▶ _Exercise requirements_
What lines below mention the word "longer"? Copy each one.

Excerpts from a dataset
━━━━━━━━

Issue #12866, opened 2019-11-05
[VoiceOver] Reader: Post View concerns


shiki:
This is for the page accessed when navigating to a post from _Followed Sites_ → 

## A: Cannot exit after tapping on an image ⚠️

Tap on a post's image. This will show an image preview. Nothing on this page is accessible. It does not seem to be possible to exit. 

## B: “Attachment. PNG. File” is dictated first. 

Open a post and the text “Attachment. PNG. File” will be dictated. My guess is that this is the featured image. The problem is this is still dictated even if there is no featured image. 

## C: The header cannot be navigated to when swiping

Please see [this video](https://drive.google.com/file/d/1-t3npWYakWyO9PeIvC_1c-LQkWNuEhAY/view?usp=sharing)

## D: The _More_ button in the header is not accessible

But even without VoiceOver, it looks like it cannot be tapped anyway.

shiki:
> B: The header cannot be navigated to when swiping

I tried to fix the VoiceOver navigation order but failed. As of now, the navigation can go like this:

1. Site name + URL
2. More Button
3. Post Title
4. Author + Date
5. Save button ❌ (not the post content)

Or like this:

1. View controller title 
2. Share button
3. The content's first paragraph ❌ (not the site name) 

I think I need to understand how the Reader detail's UI works some more to fix this.

dangermattic:
Thanks for reporting! 👍

PR #12901, opened 2019-11-07
Reader: Merge site name and URL for VoiceOver

shiki:
Refs #12866.  

This is just a minor improvement on the Reader Detail's header.

I removed the site URL from the accessible elements. It was too small as a touch target and the site name (plus URL) being dictated together should be good enough. 

Removed | Improved
--------|-------
IMG_0993        |       IMG_0992

## Testing

1. Turn VoiceOver on.
2. Navigate to a Reader post 
3. Validate that you can no longer navigate to the site URL using VoiceOver. 

## Reviewing 

## Submitter Checklist


shiki:
Thank you, @danielebogo!

PR #12351, opened 2019-08-21
Reader: Initialize attachments with default image data.

aerych:
Refs #12211 

This is a first pass at resolving some artifacting be hind images in the Reader on iOS 13.  It looks like NSTextAttachments that are initialized without default data, file reference, or image will show a placeholder graphic.  Adding a 1px x 1px white image as starting data seems to hide the placeholder. 

This is the first thing I thought of, and there might be a more elegant solution. Other ideas welcome. 

To test:
Confirm the artifacting by viewing the reader post detail with an iOS 13 development build. Look for any post with an attachment--image or media.
Switch to this branch and confirm that the artifacting no longer appear.

Update release notes:

- [x] If there are user facing changes, I have added an item to `RELEASE-NOTES.txt`.

PR #12903, opened 2019-11-07
[VoiceOver] Reader Detail: Hide “Attachment. PNG. File” dictation

shiki:
Refs #12866. 

This hides the dictated “Attachment. PNG. File“ message.

## Findings

The dictation was caused by the `ReaderPlaceholderAttachment`. The message gets dictated even for images. 

## Solution

For the life of me, I could not hide it from VoiceOver using `isAccessibilityElement`. I ended up using an empty `accessibilityLabel` instead. 

In addition, I also made the `CachedAnimatedImageView` used in `WPRichTextImage` accessible so when a user hovers over it, VoiceOver would announce that it's an image rather than be silent. 

## Testing

1. Turn VoiceOver on.
1. In Reader, navigate to a post with an image.
2. Hover over the first paragraph. Confirm that VoiceOver doesn't say ”Attachment. PNG. File” anymore and just proceeds to dictate the paragraph's content. 
4. Hover over an image. Confirm that VoiceOver will announce that it's an image.

Please also watch for regressions, particularly the one fixed by #12351. 

## Submitter Checklist

### DIFF
--- a/WordPress/Classes/ViewRelated/Reader/ReaderDetailViewController.swift
+++ b/WordPress/Classes/ViewRelated/Reader/ReaderDetailViewController.swift
@@ -15,6 +15,18 @@ class ReaderPlaceholderAttachment: NSTextAttachment {
     required init?(coder: NSCoder) {
         super.init(coder: coder)
     }
+
+    override var accessibilityLabel: String? {
+        get {
+            // Setting isAccessibilityElement to false does not seem to work for this
+            // `NSTextAttachment`. VoiceOver will still dictate “Attachment. PNG. File” which is
+            // really weird. Returning an empty label here so nothing will just be dictated at all.
+            return ""
+        }
+        set {
+            super.accessibilityLabel = newValue
+        }
+    }
 }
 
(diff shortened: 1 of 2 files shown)


shiki:
@aerych Can I bother you with this one? 🙂

paskalem:
😄of course you can

aerych:
@paskalem :( This sort of comment isn't very helpful.   It could be taken as you're answering for someone else, and its doesn't add any value to the thread.  It feels more like a random drive-by comment. 

We get very excited when new contributors take an interest in the project, and we'd like to be welcoming. If you've taken a real interest in WordPress for iOS, maybe have a quick peek at our [code of conduct](https://github.com/wordpress-mobile/WordPress-iOS/blob/develop/CODE-OF-CONDUCT.md), and our guide to [contributions](https://github.com/wordpress-mobile/WordPress-iOS/blob/develop/CONTRIBUTING.md).  :)

shiki:
Thank you, Eric! 🙏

━━━━━━━━

▶ _The completed task_
3. Validate that you can no longer navigate to the site URL using VoiceOver. 
Switch to this branch and confirm that the artifacting no longer appear.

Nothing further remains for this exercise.